While it is true that the New Testament writers did not attend college as you know it, they certainly did know a lot about the kinds of problems that occur on the college campus: intellectual challenges to the faith, conflict, pride, failure, questions of fairness and justice, getting along with others, sex, alcohol. What if you wanted to interact directly with those writers and could learn how they dealt with similar problems? What if some of those New Testament authors could be quizzed about their understanding of college-type problems and were asked for solutions to some of those issues? The results could be useful in terms of both analysis (of the college experience) and support (for you while you are experiencing it).
Each meditation in this book invites you to a conversation with the first-century Christian who authored the portion of Scripture printed at the top of each page. You have your story (who you are, what you are doing in college, where you are heading) and the biblical writers have their own faith story that informs what they write in their letters. Why were these four biblical texts used as the basis for the following meditations chosen and who is the Jesus you will encounter in each of them?
Colossians is a letter of St. Paul the Apostle to a church of Christians in what is today central Turkey. Those folks were honestly seeking to live their lives based on, and in accord with, Jesus Christ, and they wanted to make sure they had all their bases covered. The Paul-Colossian dialogue provides a positive, Christian understanding for someone with a vocation to be a theologically focused college student. It introduces a Jesus who is cosmic in creativity yet who still will make sense of things for you on a personal level.
The Gospel According to Matthew offers the complete picture of this Jesus who is so grandly described in Colossians. And it is the one of the four Gospels that particularly offers a Christology—a title or nickname or summary explaining some particularly important aspect of Jesus—that is most appropriate for your situation: Jesus the Teacher. Perfect!

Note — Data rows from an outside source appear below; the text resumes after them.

Issue #2383, opened 2026-09-01
Peg-in submit: adopt the contract config fingerprint, and make protocol-state reads atomic


gbarkhatov:
## Summary

The vault contracts are adding a **config fingerprint** argument to the peg-in submit functions ([vault-contracts-aave-v4#555](https://github.com/babylonlabs-io/vault-contracts-aave-v4/pull/555), open at time of writing). It closes a front-running / TOCTOU hole where protocol state can move between the moment we build the Bitcoin transaction and the moment our Ethereum registration is included in a block.

This is a **breaking ABI change to `submitPeginRequestBatch`**, which is the only peg-in submit path the dApp uses. We cannot deploy across the contract upgrade without adopting it.

While investigating, we found a **related bug that exists today and is independent of that PR**: the protocol state we build a deposit against is assembled from up to four separate, unpinned `latest`-block reads, one of which can be minutes stale. That is worth fixing on its own, and it is also a prerequisite for computing the fingerprint correctly.

Nothing is required from the Rust/WASM package, the Aave integration, or any backend service. Reasoning in [Scope](#scope-what-is-not-affected).

---

## Status

**Workstreams A, B and D are merged.** Everything that does not touch the contract call has shipped:

- **A** — [#2385](https://github.com/babylonlabs-io/babylon-toolkit/pull/2385), `c673adf48`. Deposit protocol state is read at one pinned block, the build no longer takes its configuration from the UI cache, and a guard stops the build when the cached and pinned snapshots disagree.
- **B** — [#2400](https://github.com/babylonlabs-io/babylon-toolkit/pull/2400), `b16d1fc5b`. The fingerprint encoder, pinned byte-for-byte against the vectors committed upstream.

Then First Corinthians. Things were not always sweetness and light in the early church. At Corinth they were particularly messy: conflicts, schisms, misbehavior, selfishness, pride, sexual deviance, overindulgence. (Almost begins to sound like life on some college campuses, doesn’t it?) When Christians began to invent the church a lot of things needed attention. This letter can function for you as a kind of first-century preview of the academic life. But in this letter St. Paul offers a concrete and powerful focus to generate appropriate faithful responses to the various errors embraced by the Corinthians: the crucified Christ.
Finally, First Peter readjusts its readers’ self-identity: they are “exiles”; and First Peter points out that Jesus provided both the model and the strength for you to follow in Jesus’ “footsteps” as you finish your tenure as a student in the college experience and prepare to set out on the new phase of your vocation as a faithful Christian, seeking to be obedient and to find justice in following Christ who himself was an “exile.”
May your story be strengthened by engagement with the stories and struggles these early texts offer. May your story be one that you write faithfully, nourished by those who have gone before and by the community of those to whom you are vitally connected through Christ in his body, the church. You’ve got messages; let’s see what they’re about.